Love and scandal are the best sweeteners of tea. —Henry Fielding

21 January 2012

Weekend

I really liked Andrew Haigh's Weekend – I had read other gay internet commentators say that they loved it and so I definitely wanted to check it out.


Weekend is a realistic relationship movie about two gay men who begin an intense love affair that lasts over the period of a few days. It captures so much of the way I understand my interactions with other gay men, and for my money it portrays these men in a realistic, generous, and fleshed-out way, that struck me as honest.

I didn't quite love the film. I thought it conventional in many ways, but I really enjoyed it, and I liked it a great deal. Weekend is a film that believes in love, in the ability of people to truly connect in a very short span of time, and in the power of honest, open communication. Weekend believes in love, though, not in a rom-com kind of way where we know what will happen at the end of the film and the heroes (in this case) kiss sweetly and walk into the sunset as the credits roll. Instead, Haigh's movie manages to understand baggage and the sacrifices we make for those we love, and the complications that real life places upon the notion of love conquering everything. Love does not conquer all in Weekend, and that's because it doesn't always conquer all in our real lives.
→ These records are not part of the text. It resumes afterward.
PR #19, opened 2015-04-03
New Task J2objcXcodeTask

confile:
This tasks links the generated objective-c files using https://github.com/developertown/integratej2objc in your Xcode project.

### DIFF
--- a/j2objc.gradle
+++ b/j2objc.gradle
@@ -636,21 +636,21 @@ class J2objcLinkTask extends DefaultTask {
     def link() {
 		
 	if (project.j2objcConfig.xcodeProjectDir == null) {
-		def message = "You must specify the xcodeProjectDir"
-		throw new InvalidUserDataException(message)
+	    def message = "You must specify the xcodeProjectDir"
+	    throw new InvalidUserDataException(message)
 	}
 	
 	if (project.j2objcConfig.xcodeJ2objcGeneratedDir == null) {
-		def message = "You must specify the xcodeJ2objcGeneratedDir"
-		throw new InvalidUserDataException(message)
+	    def message = "You must specify the xcodeJ2objcGeneratedDir"
+	    throw new InvalidUserDataException(message)
 	}
 	if (project.j2objcConfig.xcodeTarget == null) {
-		def message = "You must specify the xcodeTarget"
-		throw new InvalidUserDataException(message)
+	    def message = "You must specify the xcodeTarget"
+	    throw new InvalidUserDataException(message)
 	}
 	if (project.j2objcConfig.xcodeProject == null) {
-		def message = "You must specify the xcodeProject"
-		throw new InvalidUserDataException(message)
+	    def message = "You must specify the xcodeProject"
+	    throw new InvalidUserDataException(message)
 	}
 		
 	def xcodeProjectDir = project.j2objcConfig.xcodeProjectDir
@@ -662,16 +662,16 @@ class J2objcLinkTask extends DefaultTask {
 	def integratej2objcExec = "integratej2objc"
 		
 	try {
-		project.exec {
-			executable integratej2objcExec
+	    project.exec {
+		executable integratej2objcExec
 
-				args "integrate_source"
-				args "-p", "${xcodeProjectDir}" 
-				args "-x", "${xcodeProject}"
-				args "-s", "${srcFolder}"
-				args "-g", "${xcodeJ2objcGeneratedDir}"
-				args "-t", "${xcodeTarget}"
-			}
+		    args "integrate_source"
+		    args "-p", "${xcodeProjectDir}" 
+		    args "-x", "${xcodeProject}"
+		    args "-s", "${srcFolder}"
+		    args "-g", "${xcodeJ2objcGeneratedDir}"
+		    args "-t", "${xcodeTarget}"
+	    }
 
 	} catch (e) {
 		throw e
@@ -679,7 +679,7 @@ class J2objcLinkTask extends DefaultTask {
 		
 	def srcFilesSize = project.files(project.fileTree(dir: srcDir)).getFiles().size()
 	println "Linked ${srcFilesSize} files to Xcode project ${xcodeProject}"
-	}
+    }
 }
 
 
--- a/j2objc.gradle
+++ b/j2objc.gradle
@@ -674,7 +674,10 @@ class J2objcLinkTask extends DefaultTask {
 
 		} catch (e) {
 			throw e
-		}		
+		}
+		
+		def srcFilesSize = project.files(project.fileTree(dir: srcDir)).getFiles().size()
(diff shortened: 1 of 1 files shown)


j2objc.gradle
```diff
@@ -140,6 +140,17 @@ class J2objcPluginExtension {
     String testIncludeRegex = null
     // Warn if no tests are executed
     boolean testExecutedCheck = true
+    
+    // LINK
+    // the directory of the target Xcode project
+    String xcodeProjectDir = null
+    // the group where the objective-c files should be inserted to, e.g., "generated_source"
+    // note that the group will be deleted on every execution of the link command
+    String xcodeGroup = null
```
brunobowden: I prefer to minimize the setup, so someone can more easily start using the system. In this case, setting defaults. For example, I

```
// J2objc generated files are copied here, relative path to xcodeProjectDir
// Directory contents will be deleted on every execution of the link command
String xcodeJ2objcGeneratedDir = "j2objc-generated"
```

j2objc.gradle
```diff
@@ -140,6 +140,17 @@ class J2objcPluginExtension {
     String testIncludeRegex = null
     // Warn if no tests are executed
     boolean testExecutedCheck = true
+    
+    // LINK
+    // the directory of the target Xcode project
```
brunobowden: Avoid "the" at start of sentence, when someone is scanning, assume for the moment that they only read the first word - is that word descriptive or helpful? The goal is that the first word or few words is as helpful as possible so that they can then decide if they want to read the rest of the sentence.

Can the default be sensibly set to a folder named "Xcode" within the project? I'd like to setup good defaults for all of this. Makes setup easier for new projects and reduces variation.

// Xcode project directory, e.g. ${projectDir}/Xcode

j2objc.gradle
```diff
@@ -140,6 +140,17 @@ class J2objcPluginExtension {
...
+    String xcodeProjectDir = null
+    // the group where the objective-c files should be inserted to, e.g., "generated_source"
+    // note that the group will be deleted on every execution of the link command
+    String xcodeGroup = null
+    // the Xcode target the generated files should be linked to
+    String xcodeTarget = null
+    // the name of the target Xcode project, e.g., MyProject.xcodeproj
+    String xcodeProject = null
```
brunobowden: Should this be automatically found? Same for the Target as well?

j2objc.gradle
```diff
@@ -613,6 +624,64 @@ class J2objcCopyTask extends DefaultTask {
 }
 
 
+/**
+ * Note: This task requires https://github.com/developertown/integratej2objc
+ * 
+ */
+class J2objcLinkTask extends DefaultTask {
+	
+	@InputDirectory File srcDir
```
brunobowden: Please change all indentation to 4 spaces instead of 8 spaces. Thanks.

j2objc.gradle
```diff
@@ -664,6 +733,12 @@ class j2objc implements Plugin<Project> {
                 description 'Depends on j2objc translation and test, copies to destDir'
                 srcDir = file("${buildDir}/j2objc")
             }
+            
+            project.tasks.create(name: 'j2objcLink', type: J2objcLinkTask,
+		dependsOn: 'j2objcTranslate') {
```
brunobowden: Should depend on 'j2objcCopy' as that's what copies the files. Also needs to synchronize the input and output between those two tasks.

Main point is that if the tasks fail then they fail in the best state possible. For example, if the translate works but the j2objcc compile or test fail, then the generated files shouldn't be copied (as they were clearly broken). Instead, you force the developer to fix the tests first and then and only then do you copy and finally configure the Xcode project.

j2objc.gradle
```diff
@@ -613,6 +624,64 @@ class J2objcCopyTask extends DefaultTask {
...
+				args "integrate_source"
+				args "-p", "${xcodeProjectDir}" 
+				args "-x", "${xcodeProject}"
+				args "-s", "${srcFolder}"
+				args "-g", "${xcodeGroup}"
+				args "-t", "${xcodeTarget}"
+			}
+
+		} catch (e) {
+			throw e
```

One thing that I completely loved about Weekend is its camerawork. When the two men are in public together, chatting or riding the bumper cars or on the tube, Haigh shoots them from the perspective of other people in the public place. Frequently our view of the two is slightly obstructed. Sometimes we only slightly hear what they say to one another. The effect, here, is one that communicates that these two men are always being watched. What I love about this is that gay relationships that move in the public sphere are always spectacular relationships. The men are literally always being watched by the camera, and when they are in public, they know (and we know, too) that they need to watch themselves because other people are watching them. This double watching is simply a fact of gay relationships (both male and female) and it factors into the way that these men fall in love. How can it not? Their behavior with each other is constrained by the fact that they are in public and people are watching them. It is a bold and fascinating choice for the director to make, and I appreciated it.

At any rate: it's totally worth seeing if you're a gay man. If you're not... you probably won't be into it.